Stadt-Mitarbeiter macht Frau „den Hof“

Rastatt (BNN) – Ein Bauhof-Mitarbeiter hat in Rastatt monatelang unerlaubt während der Arbeitszeit einer Stadtangestellten buchstäblich „den Hof gemacht“. Und das auch noch mit städtischen Geräten.

Im Fokus: Ein langjähriger Mitarbeiter des Bauhofs in Rastatt hat während seiner Arbeitszeit mit städtischem Gerät privat gearbeitet. Symbolfoto: Hans-Jürgen Collet/BNN

Im Fokus: Ein langjähriger Mitarbeiter des Bauhofs in Rastatt hat während seiner Arbeitszeit mit städtischem Gerät privat gearbeitet. Symbolfoto: Hans-Jürgen Collet/BNN

Die Stadt Rastatt wendet sich wegen des Vorfalls nun an die Gemeindeprüfungsanstalt. Der langjährige Mitarbeiter hatte 2020 über Monate hinweg einer städtischen Angestellten buchstäblich den Hof gemacht und unter anderem Teile des Grundstücks gepflastert. Bei dem privaten Engagement kamen während der eigentlichen Arbeitszeit auch städtische Gerätschaften zum Einsatz.

„Die Stadtverwaltung hat die Gemeindeprüfungsanstalt (GPA) als unabhängige Instanz beauftragt, die Angelegenheit zu untersuchen“, sagt Heike Dießelberg, Pressesprecherin der Stadt Rastatt. Der Schritt erfolge mit dem Ziel und insbesondere der Fragestellung, wie sich künftig ähnliche Vorfälle mit organisatorischen Maßnahmen gegebenenfalls verhindern lassen können. Dazu gibt es nach Angaben der Stadt noch kein Ergebnis.

Die GPA in Karlsruhe bestätigt den Kontakt mit der Stadt Rastatt. „Es gibt einen Antrag auf Organisationsberatung“, sagt Vizepräsident Markus Günther. Dabei gehe es um die Fragen, wie der Bauhof organisiert sei, ob es sinnvoll sei, Gerätschaften auszuleihen und wie das bewerkstelligt werden könnte. Ein weiterer Aspekt ist laut Günther das Risikomanagement.

Keine dienst- oder arbeitsrechtliche Bewertung

„Es wird auch um entsprechende Dienstanweisungen und Dokumentationen gehen. Das ist alles einigermaßen banal“, erklärt Günther. Der konkrete Fall des Bauhof-Mitarbeiters, der während seiner Arbeitszeit mit städtischen Geräten arbeitete, werde dabei weder dienstrechtlich, arbeitsrechtlich oder strafrechtlich von der GPA untersucht. „Das ist kommunale Selbstverwaltung und allein Sache des Oberbürgermeisters“, sagt Günther.

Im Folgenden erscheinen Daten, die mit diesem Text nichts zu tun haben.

PR #106, opened 2019-07-31
Refactor DataX.Flow to support batch scenarios better

kjcho-msft:
We don't need to generate Transform, Projection and Schema files when there is no job to deploy so the following will be executed after GenerateJobConfig and GenerateJobConfigBatch.
GenerateTransformFile
GenerateProjectionFile
GenerateSchemaFile

### DIFF
--- a/Services/DataX.Config/DataX.Config.DatabricksClient/DatabricksClient.cs
+++ b/Services/DataX.Config/DataX.Config.DatabricksClient/DatabricksClient.cs
@@ -156,6 +156,7 @@ namespace DataX.Config.DatabricksClient
 
         public async Task<SparkJobSyncResult[]> GetJobs()
         {
+            await Task.CompletedTask;
             throw new NotImplementedException();
         }
     }
--- a/Services/DataX.Config/DataX.Config/ConfigGeneration/Processor/S450_PrepareTransformFile.cs
+++ b/Services/DataX.Config/DataX.Config/ConfigGeneration/Processor/S450_PrepareTransformFile.cs
@@ -18,7 +18,7 @@ namespace DataX.Config.ConfigGeneration.Processor
     /// </summary>
     [Shared]
     [Export(typeof(IFlowDeploymentProcessor))]
-    public class GenerateTransformFile : ProcessorBase
+    public class PrepareTransformFile : ProcessorBase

Ein BNN-Leser, der anonym bleiben möchte, beobachtete die Arbeiten auf dem Privatgrundstück über einen längeren Zeitraum hinweg. „Der Mann ist über Monate immer wieder gekommen“, erzählt der Rastatter Bürger. Mit dabei habe er manchmal schweres Gerät gehabt: einen Radlader, eine Rüttelplatte oder einen mobilen Kompressor etwa.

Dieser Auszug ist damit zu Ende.